David Flint

Memory loss and dependency

Whenever the word “reform” is used by the political class we should be wary. A significant weapon to support this “reform” agenda has been to obliterate the people’s memory about better times before the government intervened and took over vast areas of our lives.

Most people today just do not know what hospitals, general practice, and universities were like before the Whitlam government. In a variation of the Stockholm syndrome, they will cling to what they know, making a return to the tried and tested  difficult if not impossible.  

The same is true in areas of social policy. It is principally for this reason that the elites plan to transfer political power to the judges. They have before them one significant success. This was the significant relaxation of abortion law in 1971 which was achieved through a judgement by a NSW lower court judge.

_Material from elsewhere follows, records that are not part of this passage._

PR #22, opened 2022-04-30
YALB-525: Two Column Layout Builder Layout

mickey4k:
### Description of work
- Defines a new ys_layouts module to contain custom layouts for the platform.
- Creates a new layout for a two column layout and provides a template for this layout.
- Enables the ys_layout module. Also enables contextual links. Not important for this PR, be we will leave it in there for now unless there are any objections.

### Functional testing steps:
- [x] [Login to the multidev](https://pr-22-yalesites-platform.pantheonsite.io/user) (password in JIRA ticket.)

He went where the politicians at the time did not dare go.

So part of the strategy for the elites agenda is to have judges make "reforms" which are otherwise politically impossible. Eventually a new generation will not know what once worked well, and with the substitution of secular religion will be unable  to distinguish between what is right and what is wrong.

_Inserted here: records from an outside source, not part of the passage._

PR #30, opened 2022-05-11
YALB-519 - adds Editoria11y module

mickey4k:
### Description of work
- Adds and configs Editoria11y module.

### Functional testing steps:
- [x] Add some content that has obvious accessibility issues such as a skipped heading levels or a table with no header cells or a link with a url as the link text. 
- [x] Save the page.  See the editoria11y widget in the lower right.  Click on it to update it's feedback.


nJim (approved):
Looks good. Ship it 🚀

PR #33, opened 2022-05-16
YALB-451: BE: Roles and Permissions

vinmassaro:
### Description of work
- Adds site_admin and platform_admin user roles
- Adds default permissions for each role

### Functional testing steps:
- [ ] Visit `admin/people/roles` and see "Platform administrator" and "Site administrator" roles
- [ ] Visit `admin/people/permissions` and see new permissions set for both roles


nJim (approved):
Tested on local and this is exactly what we need to get started. Ship it.

PR #44, opened 2022-05-24
YALB-536: configs layout_paragraphs modal

mickey4k:
### Description of work
- Fixes modal resizing by configures modal settings

### Functional testing steps:
- [x] Add a Text With Image paragraph and edit from the frontend.  The modal should automatically resize.


nJim (approved):
So glad to see this is a setting we can change. Brian and I thought we were going to need tom custom work. This fixes a very annoying problem. Good job. Ship it!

The Charter of Rights proposed by the expatriate and republican Queen’s Counsel Geoffrey Robertson is apposite. While it would guarantee the right to life, this is only after birth. Putting aside proposals for euthanasia laws, this is of course the only instance when the right to life is under threat at the moment. The effect of the Charter will thus be to preserve the decades old judicial enactment of a liberal abortion law. I wonder what Father Brennan, the Jesuit chairman of the federal government’s human rights consultation process, thinks of this.

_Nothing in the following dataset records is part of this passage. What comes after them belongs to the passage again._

PR #45, opened 2022-05-25
YALB-574 - Install demo content

mickey4k:
### Description of work
- Adds demo content
- Updates setup script to build from config instead of database

### Functional testing steps:
- [ ] Run `npm run setup`
- [ ] Make sure the 7 demo nodes are present

### Notes:
Remaining todo:
Standard Page Two  - There were no fields on the Section paragraph.  The Section paragraph will need to be built out first.  Where can I find the information to do that?


web/profiles/custom/yalesites_profile/content/news.content.yml
```diff
@@ -0,0 +1,16 @@
...
+  field_content:
+    - entity: 'paragraph'
+      type: 'text'
+      status: 1
+      field_text:
+        - format: 'basic_html'
+          value: |
+            <p>This will be a page with news articles listed or if views aren't ready it will be a category with articles as the subpages.</p>
+            <p>&nbsp;</p>
+            <p><a data-entity-substitution="canonical" data-entity-type="node" data-entity-uuid="97a702b9-efa2-4814-b038-566725e84cba" href="/node/7">Longform article&nbsp;</a></p>
```
nJim, line 14: I think we can get rid of these data attributes as they were generated by Drupal in a previous sandbox.

nJim (changes requested):
Great work Mickey. I appreciate the attention to detail. Only one small change requested to remove data attributes. I also left a comment in JIRA about ignoring the 'section' work for now as we want to prioritize this against other work.

I also added the 'dont merge' tag to this branch. This change adds about 50MB of images. I'm going to see if we can host these externally or add git LFS to this project to avoid bloat i the repo. I can take that on.

PR #138, opened 2022-10-13
YALB-307: redirects on login to frontpage

codeb-a:
### Description of work
- Installs the Redirect After Login module.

It is fundamental to the reform agenda that the individuals be made to forget better times, while losing much of their freedom and being relieved of much of their responsibility for their actions. The latter is reflected in the way in which the criminal law is applied or not applied.  The former is being achieved by the education system.

The corollary of this aspect of the reform agenda has been to increase substantially the size of the dependent class. Ironically Marx had dismissed the nineteenth century predecessors of this class under the pejorative term, the lumpenproletariat. Rather he saw the proletariat, the working class as the vanguard of his agenda. Little did he know that it would be the successors to the lumpenproletariat who would be the pillar of the new socialism.  

Since the nineteenth century the lumpenproletariat has been converted from a marginal group of no electoral import, eking out an existence so precarious that in some European countries starvation was not an unknown prospect. Today their lives are generously subsidised and made comfortable through the taxes of those who work. The members of this class are, permanently or for a term, dependent on welfare but they are neither beyond working age, injured through accident, ill through natural causes, nor otherwise deserving.

Under the influence of the theories of the left elites, (including, it has been argued, the manipulation of the immigration programme for electoral purposes) this class has significantly increased in size. To some degree membership has even become hereditary, so that successive generations belong to the class.

In a period of unprecedented affluence, and until recently full employment, one in six of those of working age now receive a full pension. We have one of the lowest workforce participation rates in the developed world.

This class is entirely the creation of politicians. This has been achieved both by the undermining of the traditional family through the law, and the creation of the addiction that is welfare dependency. Some argue that an obsessive almost religious application of  free trade principles has helped to remove manual work, even though all other countries practice free trade selectively.

Welfare dependency is of course a miserable unenviable and stunting condition, but it suits the elites to keep people thus.

This class fears the Coalition, but probably excessively. Whenever coalition governments decide to “do something”, the reaction of the welfare protection industry, with the assistance of a sympathetic media, is usually sufficient to at least weaken any measures proposed. This class knows who will look after them, and they can be guaranteed to vote that way. With compulsory and preferential voting, few of their votes go astray.

But they too have lost the memory of the freedom their ancestors once enjoyed within stable families and with adults working gainfully.

For both the members of this class and the working families doomed to support them these “reforms’ have been a monumental failure.